Однако все эти исследования находились в состоянии заготовок. Во время войны мы стремились к миру, надеялись заново начать жить с того момента, когда мир был нарушен. На самом же деле настал еще один период, наполненный трудностями, разочарованием, невезением, мучительными усилиями, а во многом – период опустошения, направленный только на адаптацию к новым условиям существования. Несмотря на благосклонное затишье, философской мысли было еще далеко до возрождения. Долгие бесплодные и мрачные годы предшествовали войне. Мои труды покоились глубоко в ящике письменного стола.
Безусловно, здесь не к месту обращать внимание на психологические проблемы военного и послевоенного времени. Прошу извинить меня даже за это небольшое отступление. Обращаясь к нему, я всего лишь хотел обозначить кое-какие факты моей личной жизни, которые, как мне кажется, помогут лучше понять общее направление и процесс создания этой работы.
Война коренным образом изменила всю мою жизнь.
Изучать медицину я закончил в 1909 году, но впоследствии, увлекшись философскими проблемами, все больше и больше отдалялся от медицины; был момент, когда я хотел забросить ее полностью. Однако в годы войны пришлось снова заняться медициной, в частности – психиатрией. После войны меня поглотила профессиональная деятельность, экзамены и, конечно, рутина, что, в совокупности, абсолютно не оставляло мне свободного времени и, как результат, душевного покоя. В таких условиях, разумеется, и речи не шло о том, чтобы немного пофилософствовать philosophari. Мои исследования были обращены к проблемам клинической психиатрии и психопатологии, а проекты работ о времени по-прежнему покоились в письменном столе. Но рассуждения на эту тему, редкие в силу затянувшегося молчания, не исчезли полностью: они будоражили меня как призраки прошлого, словно требуя вернуть им право существовать в мире света; именно поэтому понятия, которые изучаются в психопатологии и которые я пытался определить как понятия соединения жизни и реальности, искажались, становясь похожими на концепцию Бергсона; и все же, изменения, происходившие с понятием времени при различных формах психоза, неизменно притягивали мое внимание. Я позволял таким идеям проникать в мои труды по психопатологии, но, уверяю вас, поступал так с некоторыми сомнениями. Собранные ранее сведения о понятии времени никогда прежде не публиковались, попытка наложить их на сведения по психопатологии в любом случае была фрагментарной, не хватало базовой информации, полноты, а иногда и понимания. Может быть, в тот момент я рассчитывал отбросить проблему времени, опустив ее с «высот» философской мысли к «низам», где случаи доступны для наблюдения, в частности случаи различных патологий.

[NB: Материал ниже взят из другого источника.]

PR #1239, opened 2022-11-21
Improve error messages to show PHP & XML configurations are not supported

### LINKED ISSUE #1231: make:registration-form only works with YAML config (not PHP, XML)
When running `php bin/console make:registration-form`, I'm getting:

> [ERROR] The file "config/packages/security.yaml" does not exist. This command needs that file to accurately build your 
         registration form.

I did the configuration in PHP, so I do have `config/packages/security.php`.

ThomasLandauer:
Closes #1231
As suggested in https://github.com/symfony/maker-bundle/issues/1231#issuecomment-1321891623


jrushlow (approved):
Thanks @ThomasLandauer

PR #1242, opened 2022-11-28
[make:*] use static return type instead of self for setters

### LINKED ISSUE #1236: Entity generation: switching from return types :self to :static in fluent setters
I figured that with PHP8.0+ we have `: static` as a return type , which is the best option for return type in fluent setters in entities. Can this be updated in place of the `: self` that is currently in use ?

jrushlow:
fixes #1236


florentdestremau:
nice !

Сегодня я смотрю на это по-иному и прекрасно осознаю, что такой значимый переворот мне пришлось пережить волею судеб. Психиатрия приближена к жизни; она способна вносить поправки не в саму философскую мысль, но непосредственно в философию, которая ею руководит; теперь, перечитывая свои довоенные записи, я на самом деле считаю, что мне удалось избежать опасности сделать абстрактные, не связанные с жизнью умозаключения. С другой стороны, сам по себе факт, не исключающий возможность наложения общих знаний о времени на факты психопатологии, не только не принижает значимость последних, а, наоборот, обогащает их, вдыхает в них новую жизнь. Сейчас я более чем убежден: любые проявления психопатии могут быть поняты и глубже изучены под углом феномена времени, а также непрерывного сопоставления нормы и патологии, рассмотренных именно с этой точки зрения, – вот основной, если не сказать единственный, путь, дающий возможность добиться значительного прогресса в исследовании данного феномена. Изучение патологии демонстрирует нам, что феномен времени и феномен пространства проявляются в больном сознании иначе, чем обычно мы их себе представляем; такое изучение подчеркивает характерные черты этих феноменов, которые, в силу незначительного различия между ними в обычной жизни, остаются незамеченными либо рассматриваются как совершенно естественные. Таким образом, патология стала для меня не только чем-то вроде крайнего средства, позволившего мне продвинуть, может, даже контрабандным путем, мою теорию, но превратилась в ценнейший источник, из которого, возможно, я и почерпнул лучшие свои знания. Сегодня я уже не смог бы работать иначе, чем меня заставила сама жизнь.